Suggest why there is only one peak on the IR spectrum for HCl, whereas there are several for ethanol.

Answer 11

• HCl contains only one bond, so can only stretch, so there is one vibrational IR absorption
• Ethanol contains more bonds, so more bond deformations are possible, so there are several absorptions

Question 12

Suggest why bonds which are more polar have more intense peaks on an IR spectrum.

Answer 12

• Polar bonds undergo large changes in polarity during vibration
• This gives stronger absorptions + more intense peaks

Question 13

Explain why the peak for the O-H bond in ethanol is broad in the liquid phase and sharp in the gas phase.

Answer 13

• In liquid phase, hydrogen bonding between OH groups alters vibration of O-H bond, so greater range of absorption frequencies
• In gas phase, little to no hydrogen bonding gives smaller range

Question 14

1. Wavenumber is plotted instead of frequency on infrared spectrums. Show how wavenumber is calculated and give its unit.
2. Suggest why it is preferable.

Answer 14

1. c = λf, so f = c / λ

c is a constant, so f ∝ 1/λ (∝ bond enthalpy)
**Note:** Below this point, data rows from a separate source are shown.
PR #7278, opened 2024-08-31
wp_get_object_terms: Fix numeric-string in array_merge()

IanDelMar:
Trac ticket: https://core.trac.wordpress.org/ticket/61936

---


westonruter:
(Sorry for the rebase. Things got a bit messy with the force-push that happened 2 months ago it seems.)

src/wp-includes/taxonomy.php
```diff
@@ -1309,15 +1309,35 @@ function get_term_to_edit( $id, $taxonomy ) {
...
+ *                 ? array<int, int>|WP_Error
+ *                 : ( $args is array{ fields: 'names'|'slugs', ... }
+ *                     ? string[]|WP_Error
+ *                     : ( $args is array{ fields: 'id=>name'|'id=>slug', ... }
+ *                         ? array<int, string>|WP_Error
+ *                         : ( $deprecated is ''
+ *                             ? ( $args is array
+ *                                 ? WP_Term[]|WP_Error
+ *                                 : WP_Term[]|int[]|string[]|int|string|WP_Error )
+ *                             : WP_Term[]|int[]|string[]|int|string|WP_Error ) ) ) ) )
```
westonruter, line 1339: A thing of beauty 😬

IanDelMar: The type is incorrect. It is missing the case that `array{ fields: 'count', ... }` can also result in an empty array. So even deeper nesting is required:

```php
($object_ids is empty ? array{} : ($taxonomies is empty ? array{} : ...))
```

IanDelMar: In general, it would be great if `int[]`, `string[]`, and `WP_Term[]` could also specify their key types.

src/wp-includes/taxonomy.php
```diff
@@ -1309,15 +1309,35 @@ function get_term_to_edit( $id, $taxonomy ) {
  *              Introduced 'meta_key' and 'meta_value' parameters. Introduced the ability to order results by metadata.
  * @since 4.8.0 Introduced 'suppress_filter' parameter.
  *
- * @param array|string $args       Optional. Array or string of arguments. See WP_Term_Query::__construct()
+ * @param array|string $args       Optional. Array or string of arguments. See {@see WP_Term_Query::__construct()}
  *                                 for information on accepted arguments. Default empty array.
```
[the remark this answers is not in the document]
IanDelMar: > For the most part, tags are used correctly, but not all the time. For instance, sometimes you’ll see an `@link` tag inline, linking to a separate function or method. “Linking” to known classes, methods, or functions is not necessary, as the Code Reference automatically links these elements. For “linking” hooks inline, the proper tag to use is `@see` – see the Other

According to the [PHP documentation standards](https://developer.wordpress.org/coding-standards/inline-documentation-standards/php/#phpdoc-tags), the `@see` tag should indeed not be used here.

src/wp-includes/taxonomy.php
westonruter: > In general, it would be great if `int[]`, `string[]`, and `WP_Term[]` could also specify their key types.

I'd love it if we could use `list<int>`, `list<string>`, and `list<WP_Term>` here as well. But given that the return value is filtered and things like `array_unique()`, we can't. I think it's OK that the keys are unspecified since in practice the keys are unused.

src/wp-includes/taxonomy.php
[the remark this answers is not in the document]
westonruter: It's useful for the sake of IDEs and static analysis though, beyond just the Code Reference. I prefer to include them. I've made it consistent in 2dbbb5a03bf599fb175177153fc7c00a100bb5f4.

tests/phpunit/tests/term/wpGetObjectTerms.php
```diff
@@ -5,16 +5,18 @@
...
 	/**
 	 * Temporary storage for taxonomies for tests using filter callbacks.
 	 *
 	 * Used in the `test_taxonomies_passed_to_wp_get_object_terms_filter_should_be_quoted()` method.
-	 *
-	 * @var array
+	 * This is a SQL fragment of taxonomy names from which terms were retrieved.
 	 */
-	private $taxonomies;
+	private ?string $taxonomies;
```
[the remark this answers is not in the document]
westonruter: Addressed in b277da366789482193db402375f477c7bbc7fd2a and ec7040912e32d5033ef46f200b7baf4da37ec910

src/wp-includes/taxonomy.php
westonruter: > The type is incorrect. It is missing the case that `array{ fields: 'count', ... }` can also result in an empty array. So even deeper nesting is required:
> 
> ($object_ids is empty ? array{} : ($taxonomies is empty ? array{} : ...))

I'm not understanding this.

src/wp-includes/taxonomy.php
```diff
@@ -2345,7 +2387,9 @@ function wp_get_object_terms( $object_ids, $taxonomies, $args = array() ) {
 			$t = get_taxonomy( $taxonomy );
 			if ( isset( $t->args ) && is_array( $t->args ) && array_merge( $args, $t->args ) != $args ) {
 				unset( $taxonomies[ $index ] );
-				$terms = array_merge( $terms, wp_get_object_terms( $object_ids, $taxonomy, array_merge( $args, $t->args ) ) );
+
+				// Cast because a count is returned as a numeric string. The counts are summed below.
+				$terms = array_merge( $terms, (array) wp_get_object_terms( $object_ids, $taxonomy, array_merge( $args, $t->args ) ) );
```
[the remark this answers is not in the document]
westonruter: Addressed in e466532

src/wp-includes/taxonomy.php
IanDelMar: The very first check in `wp_get_object_terms()` is 

```php
if ( empty( $object_ids ) || empty( $taxonomies ) ) {
	return array();
}
```

Therefore, `wp_get_object_terms()` can return an empty array regardless of the `fields` value in `$args`. The conditional return type you are suggesting is missing the empty array for `'count'`.
 
It should be

```
 * @phpstan-return (
 *     $object_ids is empty
 *         ? array{}
 *         : ($taxonomies is empty
 *             ? array{}
 *             : $args is array{ fields: 'count', ... }
 *                 ? 0|numeric-string|WP_Error
 *                 : ( $args is array{ fields: 'ids'|'tt_ids', ... }
 *                     ? int[]|WP_Error
 *                     : ( $args is array{ fields: 'id=>parent', ... }
 *                         ? array<int, int>|WP_Error
 *                         : ( $args is array{ fields: 'names'|'slugs', ... }
 *                             ? string[]|WP_Error
 *                             : ( $args is array{ fields: 'id=>name'|'id=>slug', ... }
 *                                 ? array<int, string>|WP_Error
 *                                 : ( $deprecated is ''
 *                                     ? ( $args is array
 *                                         ? WP_Term[]|WP_Error
 *                                         : WP_Term[]|int[]|string[]|int|string|WP_Error )
 *                                     : WP_Term[]|int[]|string[]|int|string|WP_Error ) ) ) ) ) )
 * )
```
 
 which for `['fields' => 'count']` gives
 
 $object_ids | $taxonomies | type
--- | --- | --- 
`int\|int[]` | `string\|string[]` |  `0\|numeric-string\|WP_Error\|array{}`
`0` | `string\|string[]` | `array{}`
`int\|int[]` | `''` | `array{}`
`1` | 'foo' | `0\|numeric-string\|WP_Error`

and so forth. `['fields' => 'count']` is the only branch affected by this, as all other branches already include array return types, which can always be empty.

westonruter: @IanDelMar You seem to be sharing stale code. The `wp_get_object_terms()` function now starts with this in the PR:

```php
	$args = wp_parse_args( $args );

	if ( empty( $object_ids ) || empty( $taxonomies ) ) {
		if ( isset( $args['fields'] ) && 'count' === $args['fields'] ) {
			return '0';
		}

		return array();
```

So if `fields` is `'count'` then it returns `numeric-string`. 

> Therefore, `wp_get_object_terms()` can return an empty array regardless of the fields value in `$args`.

This seems clearly to not be correct.

Are you using AI to generate comments like this? Please disclosure AI use (tool and model) for all comments and double-check what is generated.

IanDelMar: > @IanDelMar You seem to be sharing stale code. The `wp_get_object_terms()` function now starts with this in the PR:
> 
> ```
> 	$args = wp_parse_args( $args );
> 
> 	if ( empty( $object_ids ) || empty( $taxonomies ) ) {
> 		if ( isset( $args['fields'] ) && 'count' === $args['fields'] ) {
> 			return '0';
> 		}
> 
> 		return array();
> ```
> 
> So if `fields` is `'count'` then it returns `numeric-string`.
> 
> > Therefore, `wp_get_object_terms()` can return an empty array regardless of the fields value in `$args`.
> 
> This seems clearly to not be correct.
> 
> Are you using AI to generate comments like this? Please disclosure AI use (tool and model) for all comments and double-check what is generated.

You are right. I didn't notice that the condition at the top of the function has changed. Not noticing the change, I even was looking at the function reference... This was on me and not some AIs fault. What exactly are you trying to insinuate with "comments like this"? I guess it never happened to you that something went unnoticed. Tool: me and my 2 eyes. Model: pissed off.

westonruter: > This was on me and not some AIs fault. What exactly are you trying to insinuate with "comments like this"? I guess it never happened to you that something went unnoticed. Tool: me and my 2 eyes. Model: pissed off.

My apologies. I encounter a _lot_ of AI comments in doing PR reviews, and often they are not disclosed. I presumed based on this. I'm sorry for misjudging your work.

westonruter (approved):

1/λ = wavenumber, in cm^-1

2. Gives cleaner numbers.

Question 15

What wavelength, in µm, corresponds to wavenumber 2360 cm^-1?

Answer 15

1/λ = 2360 cm^-1

λ = 1/2360 cm

x 10⁴ = 4.24 µm

Question 16

What wavenumber corresponds to frequency 2.5 x 10¹³ Hz?

Answer 16

c = λf, so λ = c/f

λ = (3 x 10⁸) / (2.5 x 10¹³)

= 1.2 x 10^-5 m = 1.2 x 10^-3 cm

ans^-1 = 833 cm^-1

Question 17

1. Where is the fingerprint region on an IR spectrum?
2. How is it typically used in analysis?

Answer 17

1. Below 1500 cm^-1
2. Used for comparison, rather than for identifying functional groups (since it’s messy)

Question 18

Use the absorptions below to divide the IR spectrum into 4 general regions.

Answer 18

Question 19

Work out which functional groups are present in the molecule which produced this IR spectrum.

Suggest what type of molecule this is, and give an example.

Answer 19

• ~3600, sharp → O-H in alcohol / phenol (although sharp)
• ~3100, sharp → C-H in alkene / arene. Position suggests aromatic
• Aromaticity corroborated by “several peaks in range 1450-1560” → aromatic C=C
• ~1750 → C=O in ester / acyl chloride / acid anhydride

Overall, suggests aromatic carboxylic acid, e.g. benzoic acid

Question 20

The spectra below represent compounds C, D and E. One is an ester, one a carboxylic acid and one an alcohol.

1. Identify the key peaks and corresponding bonds in each spectrum.
2. Decide which spectrum represents each type of compound.

Answer 20

C

• ~1700 → C=O
• ~3000, broad → OH in carb acid

D

• ~1650 → C=O
• ~3000, sharp → C-H
• ~3400, broad → OH in alcohol

E

• ~1250 → C-O
• ~1750 → C=O
• ~3000, sharp → C-H

C is carboxylic acid, D is alcohol, E is ester.